PR #515, opened 2025-08-04
Refactor of reservoirs and lakes in Wflow.jl

### LINKED ISSUE #435: updating water bodies with setup_lakes always overwrites the model grid
When updating a wflow model with additional water bodies, the `setup_lakes` method overwrites the existing "lakes", and as a result only the new ones remain in the model. Include an option to append the new ones, or simply always append them, similar to `setup_gauges`.

### LINKED ISSUE #459: Change lake and reservoir setup (1.0 rc)
For the Wflow kernel (1.0 rc) we are restructuring the lake and reservoir structs (see also https://github.com/Deltares/Wflow.jl/issues/353 and https://github.com/Deltares/Wflow.jl/pull/634). Together with @JoostBuitink  and @hboisgon we have decided to use the term `reservoir` for both reservoirs and lakes.

Below an example of the TOML settings: 

```toml
[state.variables]
reservoir_water_surface__instantaneous_elevation = "waterlevel_reservoir"

[input]
reservoir_area__count = "wflow_reservoirareas"
reservoir_location__count = "wflow_reservoirlocs"

[input.static]
reservoir_surface__area = "reservoir_area"
"reservoir_water_demand~required~downstream__volume_flow_rate" = "ResDemand"
reservoir_water_release-below-spillway__max_volume_flow_rate = "ResMaxRelease"
reservoir_water__max_volume = "ResMaxVolume"
"reservoir_water~full-target__volume_fraction" = "ResTargetFullFrac"
"reservoir_water~min-target__volume_fraction" = "ResTargetMinFrac"
reservoir_water_surface__initial_elevation = "waterlevel_reservoir"
reservoir_water__rating_curve_type_count = "outflowfunc"
reservoir_water__storage_curve_type_count = "storfunc"
```

For the simple reservoir functionality also these variables need to be set: 
- `reservoir_water__rating_curve_type_count` (4)
- `reservoir_water__storage_curve_type_count` (1)
- `reservoir_water_surface__initial_elevation` (fullfrac * max_volume / area)

hboisgon:
## Issue addressed
Fixes #459 
Fixes #435 

## Explanation
Reservoirs and lakes have been merged into one structure in Wflow.jl rc2. The following have been changed:

### Code structure

- [x] Keep two separated functions for uncontrolled reservoirs (lakes, weirs) and simple control reservoirs (current reservoirs)
- [x] Rename ``setup_lakes`` to ``setup_reservoirs_no_control`` for sbm (hesitation with ``setup_reservoirs`` but may be confusing in the short term as this was the name of the other method) and to ``setup_natural_reservoirs`` for sediment. Includes renaming of the corresponding staticgeom. ``workflows.waterbodies.lakeattrs`` has been renamed to ``reservoir_parameters``.
- [x] Rename ``setup_reservoirs`` to ``setup_reservoirs_simple_control`` for sbm. Includes renaming of the corresponding staticgeom. ``workflows.waterbodies.reservoirattrs`` has been renamed to ``reservoir_simple_control_parameters``.
- [x] Create an extra staticgeom with all reservoirs (lakes + reservoirs) called reservoirs.geojson. The intermediate ones are still kept with their default name strating with meta_ (eg meta_reservoirs_simple_control) to facilitate updating a model for users.
- [x] Additional: restructure parts or full of ``WflowModel._setup_waterbodies`` into ``workflows.waterbodies.reservoir_id_maps`` (new name of ``workflows.waterbodies.waterbodymaps``). 
- [x] Rename ``workflows.waterbodies`` into ``workflows.reservoirs``
- [x] Moved all functions about conversion from Wflow version v0.x to v1 out of ``utils`` to a new ``version_upgrade`` script. This script can be moved later when we restructure our files.

### Functional edits

- [x] Update Wflow variable names for lakes in wflow.py, waterbodies.py and naming.py
- [x] Add three new variables for reservoir for the rating curve, storage curve and initial depth
- [x] Allow to merge lakes created by ``setup_lakes`` and reservoirs created by ``setup_reservoirs``. A new function has been created ``overwrite_existing`` with False as default behavior. The corresponding ``merge_reservoirs`` function has been added in ``workflows.waterbodies``. A check if done if IDs are not duplicated between lakes and reservoirs. For now returns either an error or a warning and skip updating (default) but we could instead change the IDs. Changing IDs means that we may loose ID mapping for hydroengine and gww and ID for rating curves csv tables names which is too complex for a case that we see may rarely happen.
- [x] Adapt the conversion of v0.x to v1.0: update the TOML and also update the staticmaps to merge both lakes and reservoirs and create additional parameters for simple control reservoir.
- [x] Update similarly for wflow_sediment
- [x] Update ``setup_cold_states``
- [x] Update ``clip_grid`` and ``clip_states``
- [x] Add a ``WflowModel.drop_vars_grid`` to remove variables from ``WflowModel.grid``

### Docs and testing

- [x] Update notebooks/examples
- [x] Update examples model (wflow_sbm, wflow_sbm clip, wflow_sediment)
- [x] Test if the new models run with Wflow: wflow_piave_subbasin and wflow_sediment_piave_subbasin

## Checklist


hydromt_wflow/workflows/reservoirs.py
LuukBlom, line 1: Secondly, as I've mentioned before, I would love a more structured/nested approach for the naming of the variables.
(Not really for this PR but wanted to mention again)

Its quite error prone/intimidating/overwhelming to have these variables defined as strings everywhere.
I would much prefer something like this:

```python
class ReservoirParameter(Enum):
    """Variables describing the reservoirs in Hydromt Wflow"""

    area = "reservoir_area"
    """We can also add docstrings to explain variables like this"""

    initial_depth = "reservoir_initial_depth"
    rating_curve = "reservoir_rating_curve"
    storage_curve = "reservoir_storage_curve"
    max_volume = "reservoir_max_volume"
    target_min_fraction = "reservoir_target_min_fraction"
    target_full_fraction = "reservoir_target_full_fraction"
    demand = "reservoir_demand"
    max_release = "reservoir_max_release"
    b = "reservoir_b"
    e = "reservoir_e"
    outflow_threshold = "reservoir_outflow_threshold"
    lower_id = "reservoir_lower_id"
    trapping_efficiency = "reservoir_trapping_efficiency"
    area_id = "reservoir_area_id"
    outlet_id = "reservoir_outlet_id"

    @staticmethod
    def layers():
        return (
            ReservoirParameter.common()
            + ReservoirParameter.control()
            + ReservoirParameter.uncontrolled()
            + [ReservoirParameter.area_id, ReservoirParameter.outlet_id]
        )

    @staticmethod
    def common():
        return [
            ReservoirParameter.area,
            ReservoirParameter.initial_depth,
            ReservoirParameter.rating_curve,
            ReservoirParameter.storage_curve,
        ]

    @staticmethod
    def control():
        return [
            ReservoirParameter.max_volume,
            ReservoirParameter.target_min_fraction,
            ReservoirParameter.target_full_fraction,
            ReservoirParameter.demand,
            ReservoirParameter.max_release,
        ]

    @staticmethod
    def uncontrolled():
        return [
            ReservoirParameter.b,
            ReservoirParameter.e,
            ReservoirParameter.outflow_threshold,
            ReservoirParameter.lower_id,
        ]

    @staticmethod
    def sediment():
        return [
            ReservoirParameter.trapping_efficiency,
            ReservoirParameter.area,
            ReservoirParameter.area_id,
            ReservoirParameter.outlet_id,
        ]

    _JULIA_NAMES: dict[str, str] = {...}

    def to_julia_name(self):
        """Convert parameter name to Julia name."""
        return self._JULIA_NAMES.get(self.value, self.value)
```

Or some other solution using pydantic BaseModels. 

I'd like to make an issue for this, but also will accept it might be unnecessary work without adding a lot of new value (just nicer/easier to use/more stable imo). 
What do you think?

LuukBlom: This also means we can replace all occurences of the stringd `"reservoir_<var>"` in the code with `ReservoirParameter.<var>`, which would then make renaming  / changing them much easier as well. 

Additionally, users could look at the documented ReservoirParameter class to see and understand all the options they have. (how would they find out now?)

LuukBlom (approved):
Very nice job! 

As you said, a lot of file changes are data changes so not a lot to comment on there.

Code-wise, I dont have a lot to say besides some preferences and nitpicks. So very nicely done!
I have a comment about raising vs warning + returning None.
And a more general comment about how we handle the variable names.

.vscode/settings.json
```diff
@@ -13,5 +13,8 @@
     "sonarlint.connectedMode.project": {
         "connectionId": "deltares",
         "projectKey": "Deltares_hydromt_wflow"
-    }
+    },
+    "python-envs.defaultEnvManager": "ms-python.python:conda",
+    "python-envs.defaultPackageManager": "ms-python.python:conda",
+    "python-envs.pythonProjects": []
```
LuukBlom, line 19: These settings belong in your user settings: 

in vs-code: `Ctrl + ,`

examples/wflow_extend_sediment.yml
```diff
@@ -13,12 +13,15 @@ setup_config: # options parsed to wflow toml file <section>.<option>
...
-# Else you can use a default of 1 via setup_constant_pars below
+# # If you do have reservoirs, you can re-run setup_lakes and setup_reservoirs to add it
 # setup_reservoirs:
 #   reservoirs_fn: hydro_reservoirs  # source for reservoirs shape and attributes
 #   min_area: 1.0           # minimum lake area to consider [km2]
 #   trapping_default: 1.0   # default trapping efficiency for reservoirs [0-1]
+#
+# setup_lakes:
+#   lakes_fn: hydro_lakes   # source for uncontrolled reservoirs (e.g. lakes) based on hydroLAKES: {hydro_lakes}
+#   min_area: 10.0          # minimum reservoir area to consider [km2]
```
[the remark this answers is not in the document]
LuukBlom: nevermind, I hadnt seen sediment.py yet when I wrote this comment. 
Still relevant though, see: https://github.com/Deltares/hydromt_wflow/pull/515/files#r2260271194

hydromt_wflow/wflow_sediment.py
```diff
@@ -204,85 +205,44 @@ def setup_rivers(
...
-        ds_lakes["lake_area"] = self.grid.raster.rasterize(
-            gdf_points, col_name="Area_avg", dtype="float32", nodata=-999
+        self.setup_reservoirs(
+            reservoirs_fn=lakes_fn,
+            overwrite_existing=overwrite_existing,
+            min_area=min_area,
+            trapping_default=0.0,  # lakes have no trapping efficiency
+            output_names=output_names,
+            geom_name=geom_name,
+            **kwargs,
```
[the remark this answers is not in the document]
hboisgon: Yes I'm not really sure about the new names so maybe will ask a couple of people when they are back from holidays for advice. 
Problem is that in hydrology you want to separate reservoirs with operations that control flow release (reservoirs with gates) versus reservoirs that cannot adjust flow (natural lakes or weirs). 
In sediment, I want to control reservoirs that have a man made dam (reservoirs with gates or weirs) versus no man-made structure (natural lakes). In sediment the function for ``setup_reservoirs`` is also now very general and for expert users, ``setup_lakes`` is now unnecessary and more of a shortcut or easy way in for beginner wflow_sediment users. So I could also rename ``setup_lakes`` to ``setup_natural_reservoirs`` or so but lakes is prettier in a way.

hydromt_wflow/workflows/reservoirs.py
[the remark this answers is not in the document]
hboisgon: Yes I'm not 100% fond of it either. The problem of Wflow is that is starts being used in globally applicable automated tools like CST or Flood-Adapt. In these tools, I would think you prefer to skip lakes in your models rather than get an error that you cannot do anything about apart from updating the global data. But I agree that it may get hidden for other users.

I think I left in the description above that what I could do instead of returning None is just to come up with new IDs (using max+1 or just 1-len(reservoirs) for example). Or else add a flag that by default you return an error but then global tools can switch it off to a warning and skip.

hboisgon: I like this :) feel free to open the issue, I think it would still be beneficial to implement but needs some refinements. I think it may actually be something to harmonise together with core potentially.

In hydromt, the hydromt name is very important in order to share data catalogs or workflows within plugins.
Eg if you wanted to get the DEM of a sfincs or wflow model you could just do:
```python
model = SfincsModel(...) or model = WflowModel(...)
dem = model.grid[self._MAPS["elevtn"]]
```
Well we now have flexible components so we got rid of part of this possibility anyhow but this doesn't change for the data catalog. So I wonder if the "base" names should not be hydromt based rather than wflow (staticmaps or julia) based. Ie to read DEM with DataCatalog you should have something still standard for both sfincs and wflow I think:
```
from hydromt.naming import TopographyParameters
elevation = self.data_catalog.get_rasterdataset(..., variables=TopographyParameters.elevation) # but wow this gets long instead of just "elevtn"
```
and not
```
elevation = self.data_catalog.get_rasterdataset(..., variables=BaseParameters.dem.hydromt_name) # for wflow
elevation = self.data_catalog.get_rasterdataset(..., variables=TopographyParameters.elevation.hydromt_name) #for sfincs
```

Anyhow good to have a refinement session on this and then decide if it is worth it. I will not implement yet in this PR for reservoirs but feel free to copy your nice example in the new issue!

.vscode/settings.json
hboisgon: To be honest, sharing the .vscode files like settings did not work great for me and my whole testing environment got messed up (still not fully working as I cant debug tests only run...) so I would prefer to just put back the .vscode files into gitignore. But well I will erase for now.

LuukBlom: Hmm, that sucks. project level vscode settings are meant for this, and we copied launch.json the vscode docs: https://code.visualstudio.com/docs/python/testing#_debug-tests

Some questions so I can investigate:
Does the test discovery complete sucessfully? 
Have you selected the correct interpreter? (`Ctrl + Shift + P` -> `select interpreter`)
Can you share your user settings / launch configs?

hydromt_wflow/workflows/reservoirs.py
LuukBlom: https://github.com/Deltares/hydromt_wflow/issues/517

.vscode/settings.json
deltamarnix: I think we are all using pixi for development. In a different PR we can update the developer docs on how to setup the environment. It seems to reference make_env.py still: https://deltares.github.io/hydromt_wflow/stable/dev_guide/dev_install.html

hydromt_wflow/wflow.py
```diff
@@ -2203,158 +2291,86 @@ def setup_reservoirs(
...
-            "reservoirs" for reservoirs.geojson.
+            "reservoirs_simple_control" for reservoirs_simple_control.geojson.
         kwargs: optional
             Keyword arguments passed to the method
             hydromt.DataCatalog.get_rasterdataset()
+        """  # noqa: E501
+        # retrieve data for basin
+        self.logger.info("Preparing reservoir with simple control maps.")
+        if "predicate" not in kwargs:
+            kwargs.update(predicate="contains")
```
deltamarnix, line 2302: https://docs.python.org/3/library/stdtypes.html#dict.setdefault

```suggestion
        kwargs.setdefault("predicate", "contains")
```

hydromt_wflow/wflow.py
```diff
@@ -2203,158 +2291,86 @@ def setup_reservoirs(
...
+            ds_res = workflows.reservoirs.merge_reservoirs(
+                ds_res,
+                self.grid.rename(inv_rename),
             )
-            output_name = self._MAPS.get(name, name)
-            self.set_grid(da_res.rename(output_name))
-            self._update_config_variable_name(output_name, data_type="static")
+            # Check if ds_res is None ie duplicate IDs
+            if ds_res is None:
+                return
```
deltamarnix, line 2347: I'm not familiar with when the logger is being called, and when not. Do we have rules for which classes/functions should add information to the logger? This seems like a good point to log I believe.

hydromt_wflow/wflow.py
```diff
@@ -5253,6 +5283,23 @@ def set_grid(
         # fall back on default set_grid behaviour
         GridModel.set_grid(self, data, name)
 
+    def drop_vars_grid(self, names: list[str], errors: str = "raise"):
```
deltamarnix, line 5286: Should this function be available for outsiders or is it supposed to be a private function?

hydromt_wflow/wflow.py
```diff
@@ -6103,80 +6150,53 @@ def clip_grid(self, region, buffer=0, align=None, crs=4326, inverse_clip=False):
...
+                # remove states
+                if (
+                    self.get_config(
+                        "state.variables.reservoir_water_surface__instantaneous_elevation"  # noqa: E501
+                    )
+                    is not None
+                ):
+                    del self.config["state"]["variables"][
+                        "reservoir_water_surface__instantaneous_elevation"
+                    ]
```
deltamarnix, line 6190: Would it be an option to delete it anyways, even if it doesn't exist?

hydromt_wflow/wflow_sediment.py
```diff
@@ -204,85 +205,44 @@ def setup_rivers(
 
     def setup_lakes(
```
deltamarnix, line 206: Do lakes still exist in the sediment model or are we expecting this to change into reservoirs as well? What is Wflow team's rationale to keep the concept of lake in sediment, but not in sbm?

hydromt_wflow/wflow_sediment.py
```diff
@@ -336,13 +298,32 @@ def setup_reservoirs(
             Keyword arguments passed to the method
             hydromt.DataCatalog.get_rasterdataset()
         """
-        # Derive lake are and outlet maps
-        gdf_res, ds_res = self._setup_waterbodies(
-            reservoirs_fn, "reservoir", min_area, **kwargs
+        # retrieve data for basin
+        self.logger.info("Preparing reservoir maps.")
+        if "predicate" not in kwargs:
+            kwargs.update(predicate="contains")
```
deltamarnix, line 304:
```suggestion
        kwargs.setdefault("predicate", "contains")
```

deltamarnix (commented):
I mainly have some considerations to go through. Overall it seems like this is going to work fine.

We're lucky that wflow was only released as a release candidate, otherwise the conversion functions should have been split up into multiple steps. Keep in mind that someone who already upgraded their 0.x model to 1.0 can no longer make use of the function to upgrade their 1.0-rc1 to 1.0-rc2.

hydromt_wflow/workflows/reservoirs.py
```diff
@@ -650,38 +820,148 @@ def lakeattrs(
...
+                ds[layer] != ds[layer].raster.nodata, ds_like[layer]
+            )
+        else:
+            # all parameters for sediment should be in both
+            logger.warning(
+                f"Reservoir layer {layer} is not present in either the new dataset or"
+                "the wflow model. Skipping adding new reservoirs. Consider overwritting"
+                "to solve this issue."
+            )
+            return None
```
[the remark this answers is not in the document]
hboisgon: But they are not, already the first if statement is different

hydromt_wflow/wflow.py
```diff
@@ -1935,109 +1939,137 @@ def setup_areamap(
...
+        # Derive reservoir area and outlet maps
+        ds_reservoirs, gdf_org = workflows.reservoir_id_maps(
+            gdf=gdf_org,
+            ds_like=self.grid,
+            min_area=min_area,
+            uparea_name=self._MAPS["uparea"],
+            logger=self.logger,
+        )
+        if ds_reservoirs is None:
+            # No reservoirs of sufficient size found
```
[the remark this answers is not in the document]
hboisgon: The workflow function already sends one so it would be duplicated. In the workflow I can send a more precise warning like which IDs are duplicated so why it's None, while at wflow level, the function would need to return the duplicate IDs. But I can split it

hydromt_wflow/wflow.py
hboisgon: We do not really have official rules no. The logger is called in the workflows with more info than I could get at the wflow model (ie the duplicated IDs values) and I don't know if duplicating logger is nice? For this one I could split the message so I did

hydromt_wflow/wflow.py
hboisgon: I guess in a way same level as set_grid? I dont really like users to have to modify self._grid directly in order to remove some variables from their grid. This is advanced user / plugin developer though, same as for set_grid

hydromt_wflow/wflow_sediment.py
hboisgon: Talking with Joost about this. There is a difference as mentioned also in a previous comment to Luuk. Sediment cares about is there a barrier or not (ie natural reservoir or not) while sbm cares about are the outflows controlled. Weirs have a man made barrier but no outlfow control so it would be in one category in sbm and another for sediment.

hydromt_wflow/workflows/reservoirs.py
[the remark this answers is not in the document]
hboisgon: Had a chat with Joost but changing the IDs might give issue with ID mapping to get timeseries from hydroengine and gww and if we have rating curve csv tables we also need to update the tables object. So this seems a little complex for something that may barely ever happen. If I'm wrong and the problem is common then we can implement. In the meantime I added a flag to switch between error or skip behavior.

hydromt_wflow/wflow.py
hboisgon: HUm actually it would raise an error if not in config so does not yet solve my issue :)

https://github.com/Deltares/hydromt_wflow/blob/2e78c7bed5c4fd6dc449af3838c764345212c76d/hydromt_wflow/wflow.py#L5892-L5893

§ Task goal:
Output each line of the listing in which the string "share" is found.

§ Exercise answer:
In hydromt, the hydromt name is very important in order to share data catalogs or workflows within plugins.
Can you share your user settings / launch configs?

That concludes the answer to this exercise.